In this deft, clearly written translation, each walk is engagingly recounted–clouds, umbrella, kilometres covered, stops for beer, talk of literature and asylum life.

Lydia Davis, The Times Literary Supplement

[Carl Seelig’s] personal, firsthand account is the closest we will ever have to a Walser memoir. The questions he poses to Walser, regarding his personal and professional history and his literary and political opinions, seem like those of an oral historian, and Walser, trusting his companion, answers with presence of mind, inflecting the conversation with his characteristic humor and unusual observations.

Sarah Cowan, Bookforum

To use a word much favoured by Walser himself, it’s delightful.

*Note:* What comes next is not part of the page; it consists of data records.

PR #2853, opened 2025-07-11
bump oxlint to 1.6.0

david-crespo:
Not very interesting. I ran into the oxlint site and remembered they had gone 1.0.


app/components/MswBanner.tsx
```diff
@@ -59,7 +59,7 @@ export function MswBanner({ disableButton }: Props) {
         >
           Learn more <NextArrow12Icon />
         </button>
-      </label>
+      </aside>
```
david-crespo, line 62: `jsx-a11y` got mad that this label didn't wrap a control. it was correct, it shouldn't be a label

PR #764, opened 2022-01-27
Sr dw api flesh continued

DanielLyleWilliamWarren:
- Flesh out all other endpoints of api


src/app/apiAndObjects/api/intervention/getInterventioData.ts
```diff
@@ -0,0 +1,25 @@
+/* tslint:disable: no-string-literal */
```
Fuhji, line 1: we dont use tslint any more - were you getting errors in vscode from the extension which needed this line?

Fuhji (approved):
👍

src/app/apiAndObjects/api/intervention/getInterventioData.ts
DanielLyleWilliamWarren: Removed it in current working branch

PR #765, opened 2022-01-27
Dw 763 scale up costs

DanielLyleWilliamWarren:
This is my impression of what we need to do for all the objects now?


Fuhji:
Yes as I understood the requirements this is the direction we need to head down. Mapping the results of the API calls to strongly typed objects for us to use. Is there an example we can use of taking the API results and mapping to the new object type?

Fuhji (approved):

PR #766, opened 2022-01-27
Dw sr api object finalise

DanielLyleWilliamWarren:
- Added files object and functions for Baseline-assumptions endpoint
- Created objects for all intervention endpoint responses
- updated Intervention data call to use newly created objects
- tested locally


Fuhji (approved):
looks great, only comment is a more general question on how we best maintain consistency with naming object types, but not wanting to bike shed!

PR #797, opened 2022-03-15
feat: Add Unleash Feature Flags

bgsandan:
Adds support for toggling features/routes based on feature flag config.

Highlights:

- New environments for staging-branch, staging-develop and qa alongside production
- featureFlagService for checking feature flag status from typescript modules
- featureFlagDirective utility directive for toggling visibility of HTML components
- featureFlagGuard route guard for disabling routes.

Example:

- Access to the 'Cost Effectiveness' pages restricted by route guard based on feature flag
- 'Explore Cost Effectiveness Scenarios' button disabled status toggled by feature flag

Full write-up and usage guides (to avoid getting lost in MR history) at:

https://github.com/micronutrientsupport/micronutrient-support-tool/wiki/Feature-Flags

### DIFF
--- a/src/app/directives/feature-flag.directive.ts
+++ b/src/app/directives/feature-flag.directive.ts
@@ -9,8 +9,7 @@ export class FeatureFlagDirective implements OnInit {
 
   constructor(
     private viewContainer: ViewContainerRef,
-    // eslint-disable-next-line @typescript-eslint/no-explicit-any
-    private templateRef: TemplateRef<any>,
+    private templateRef: TemplateRef<unknown>,
     private featureFlagsService: FeatureFlagsService,
   ) {}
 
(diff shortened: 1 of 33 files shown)


src/app/directives/feature-flag.directive.ts
```diff
@@ -0,0 +1,26 @@
...
+@Directive({
+  selector: '[appFeatureFlag]',
+})
+export class FeatureFlagDirective implements OnInit {
+  @Input() appFeatureFlag: string | undefined;
+
+  constructor(
+    private viewContainer: ViewContainerRef,
+    // eslint-disable-next-line @typescript-eslint/no-explicit-any
+    private templateRef: TemplateRef<any>,
```
DanielLyleWilliamWarren, line 13: I think you can use <unknown> instead of any to avoid having to disable eslint?

DanielLyleWilliamWarren:
> Any idea on why the cypress tests appear to be failing?

It is because the 'share' dialog isn't being triggered properly on click. I investigated yesterday, will fix today. Forgot to bring it up in standup.

Fuhji (approved):
LGTM 👍

PR #802, opened 2022-03-16
Dw branches merge

DanielLyleWilliamWarren:
Scaffold and wireframe of all stages apart from 'Point of consumption' and 'Cost Summary'. All stages are currently read only


src/app/components/dialogs/baseDialogService.abstract.ts
```diff
@@ -54,21 +54,26 @@ export abstract class BaseDialogService {
         panelClass: 'base-dialog',
         data: dialogData,
         id: dialogId,
-        hasBackdrop: (null == parentElement),
-        disableClose: !closable,
+        hasBackdrop: null == parentElement,
+        disableClose: closable,
```
Fuhji, line 58: @DanielLyleWilliamWarren  this was why cypress tests were failing about the share dialog. @Sveouu ive reverted this change to original so if this has unintended consequences (breaks other things!) let me know...

Fuhji (approved):
LGTM 👍

PR #852, opened 2022-06-30
feat: create/load intervention modal

jlczapski:


Fuhji:
cypress tests failing - but ive made quite a few changes to cypress which should resolve them in my PR

src/app/components/dialogs/costEffectivenessSelectionDialog/costEffectivenessSelectionDialog.component.scss
```diff
@@ -1,15 +1,43 @@
+@import '../../../../assets/scss/colour';
```
Fuhji, line 1: can use `@import 'src/assets/scss/_colour.scss';` instead

Fuhji:
image
i dont seem to get a response for ID 2?

Fuhji:
it is possible to enter a blank name currently and submit - would want some basic verification of input

pautva:
> Question for @bgsandan and/or @pautva - how do we stop users copy and editing an existing users copy?

I guess once we have the uuid, it should prevent users from loading the wrong intervention. But if the user loses that uuid, we would want some mechanism for them to retrieve it. 

Another solution could be to create a password for each intervention, and load them only if the passwords match.

bgsandan (commented):
Just a heads up, some of the theming/styling tweaks made for tabs seems to be leaking to other bits of the app:

image

vs the develop branch (correct) version:

image

bgsandan:
Still seeing this behaviour - re-posting in case lost in the Github issue noise.  I assume this isn't intentional?

> Just a heads up, some of the theming/styling tweaks made for tabs seems to be leaking to other bits of the app:
> 
> image
> 
> vs the develop branch (correct) version:
> 
> image

jlczapski:
I think the issue here was that I wasn't calling 'close dialog' method in the promise callback, so it would often be closing the dialog before the data was returned and would be returning null values.. Which is probably also why it would occasionally be successful, as the data _may_ have been loaded before it was closed.

Fuhji (approved):

PR #853, opened 2022-06-30
feat: url stores selected intervention ids and loads them on page load

kerberpolis:
- When a user selects an intervention id its id value is inserted in the url
- When the user loads the cost effectiveness tab it loads the interventions that are stored in the url

### DIFF
--- a/src/app/pages/quickMaps/pages/costEffectiveness/components/interventionCreation/interventionCreation.component.ts
+++ b/src/app/pages/quickMaps/pages/costEffectiveness/components/interventionCreation/interventionCreation.component.ts
@@ -1,4 +1,4 @@
-import { ChangeDetectionStrategy, ChangeDetectorRef, Component } from '@angular/core';
+import { ChangeDetectorRef, Component } from '@angular/core';
 import { DictionaryType } from 'src/app/apiAndObjects/api/dictionaryType.enum';
 import { InterventionsDictionaryItem } from 'src/app/apiAndObjects/objects/dictionaries/interventionDictionaryItem';
 import { Dictionary } from 'src/app/apiAndObjects/_lib_code/objects/dictionary';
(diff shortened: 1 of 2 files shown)


src/app/pages/quickMaps/pages/costEffectiveness/components/interventionCreation/interventionCreation.component.ts
```diff
@@ -1,37 +1,82 @@
...
 
+  ngAfterViewInit() {
+    this.loadInterventions()
+  }
+
+  public async loadInterventions(): Promise<any> {
+    const searchParams = new URLSearchParams(window.location.search);
+    const inteventionIds = searchParams.get('intIds') ? JSON.parse(searchParams.get('intIds')) : [];
+    for (const id of inteventionIds) {
+      await this.interventionService.getIntervention(id).then((data: any) => {
```
Fuhji, line 45: use a named Type where possible, ESLint should flag this up as a warning if not 

in this case `getIntervention` returns `InterventionData`

src/app/pages/quickMaps/pages/costEffectiveness/components/interventionCreation/interventionCreation.component.ts
```diff
@@ -1,37 +1,82 @@
...
     void dictionariesService.getDictionaries([DictionaryType.INTERVENTIONS]).then((dicts: Array<Dictionary>) => {
       this.interventionsDictionaryItems = dicts.shift().getItems();
     });
   }
 
+  ngAfterViewInit() {
+    this.loadInterventions()
+  }
+
+  public async loadInterventions(): Promise<any> {
```
Fuhji, line 41: return a Type, not `any`. If not returning anything return `void` e.g. `Promise<void>`

PR #863, opened 2022-07-04
Dw 848 service id access

DanielLyleWilliamWarren:
- Each view retrieves Id of intervention, 
-  if ID is invalid, route back to intervention creation view.

### DIFF
--- a/package-lock.json
+++ b/package-lock.json
@@ -3412,7 +3412,7 @@
     "@types/json5": {
       "version": "0.0.29",
       "resolved": "https://registry.npmjs.org/@types/json5/-/json5-0.0.29.tgz",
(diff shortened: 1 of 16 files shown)


Fuhji:
I was able to access a page directly in a browser, using the URL copies from another browser that had run through the intervention process:
- select intervention id
- click review
- continue through couple pages
- copy the URL e.g. `https://preview863--micronutrientsupport-tool.netlify.app/quick-maps/diet/cost-effectiveness/intervention-consumption?country-id=ETH&mnd-id=Fe&measure=diet&age-gender-group-id=WRA`
- open another browser (tried Safari and Firefox), paste the URL
- page loads at the point of consumption page
- When try to move through intervention stages forwsrd/backward it kicks out to start page as expected
- Note: i tried this on other intervention pages are it directly boots you out to the start page so looks like i got a random hit
- Note2: point of consumption was removed from a recent MR so this point may be moot!

Fuhji (changes requested):
LGTM just needs develop merging in beforehand

Fuhji (approved):

PR #873, opened 2022-07-08
feat: track user input changes

jlczapski:
Started investigating how we can track updates from individual inputs in the table. 

```html
<form [formGroup]="form">
    // Ex. input
    <input type="number" matInput required [value]=element.year0 formControlName="year0">
</form>
```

Dorian Stuber, Numero Cinq

Walks with Walser is filled with Walser’s philosophy about leading a modest life, finding beauty in mundane things, and getting by with less.

Moyra Davey

Seelig kindly visited Walser and started keeping a record of his opinions, creating over the course of time an indispensable document for all those who love Walser’s surprising prose, which, silent as snowfall, cries out from the nothingness. Walser—as can be observed in Seelig’s book—lectured on beer and twilight.

Enrique Vila-Matas

That Walser is not today among the forgotten writers we owe primarily to the fact that Carl Seelig took up his cause. Without Seelig’s accounts of the walks he took with Walser, without his preliminary work on the biography, without the selections from the work he published and the lengths he went to in securing the Nachlass—the writer’s millions of illegible ciphers—Walser’s rehabilitation could never have taken place, and his memory would in all probability have faded into oblivion.